▸ **Provided records**:
PR #2286, opened 2022-10-10
Automatically start calculator for discrete flavor

uniqueid001:
(note: this PR should consist of only one small commit (2b2e963) but with a dependency on #2285, to make the review easier)

### DIFF
--- a/app/src/main/java/net/bible/android/view/activity/StartupActivity.kt
+++ b/app/src/main/java/net/bible/android/view/activity/StartupActivity.kt
@@ -60,6 +60,7 @@ import net.bible.android.view.activity.download.FirstDownload
 import net.bible.android.view.activity.installzip.InstallZip
 import net.bible.android.view.activity.page.MainBibleActivity
 import net.bible.android.view.util.Hourglass
+import net.bible.service.common.BuildVariant
 import net.bible.service.common.CommonUtils
 import net.bible.service.common.CommonUtils.checkPoorTranslations
 import net.bible.service.common.CommonUtils.json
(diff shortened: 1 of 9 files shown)


app/src/main/java/net/bible/android/view/activity/StartupActivity.kt
```diff
@@ -312,7 +313,7 @@ open class StartupActivity : CustomTitlebarActivityBase() {
     }
 
     private suspend fun gotoCalculator() {
-        val show = CommonUtils.settings.getBoolean("show_calculator", false)
+        val show = BuildVariant.Appearance.isDiscrete || CommonUtils.settings.getBoolean("show_calculator", false)
```
tuomas2, line 316: This does not make sense to me because calculator need to be set up first (pin code etc) and is completely optional feature for discrete user too. Shouldn't it be? User must understand what he/she is doing before using this.

uniqueid001: I would say that the calculator is not optional for the discrete variant, and that choosing to install the discrete variant APK is the user understanding that they do want the app to hide itself on startup.
Certainly the discrete variant is at odds with the UX goal of discoverability, and certainly the users need a way to learn what they can do with the app.  I would suggest that word-of-mouth may be one of the best ways for this to be shared, and it can be documented where it is distributed (although we don't want that to become too well-known to those who are adversarial).

agrogers:
I thought the whole point of the discrete variant was that it forced the
use of the calculator.

___________________________
***@***.***
(+95) 09 250018669 (Myanmar)

tuomas2:
> I thought the whole point of the discrete variant was that it forced the use of the calculator.

Main point is that app name and app id can't be changed dynamically. But I see a point in making calculator forced too. (though perhaps we can allow user to disable calculator by setting pin empty... some might use discrete version for some reason in an environment in which they don't need it).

▸ **Problem**: What lines of the listing contain the word "BuildVariant"? Copy them all.

▸ **Task response**:
+import net.bible.service.common.BuildVariant
+        val show = BuildVariant.Appearance.isDiscrete || CommonUtils.settings.getBoolean("show_calculator", false)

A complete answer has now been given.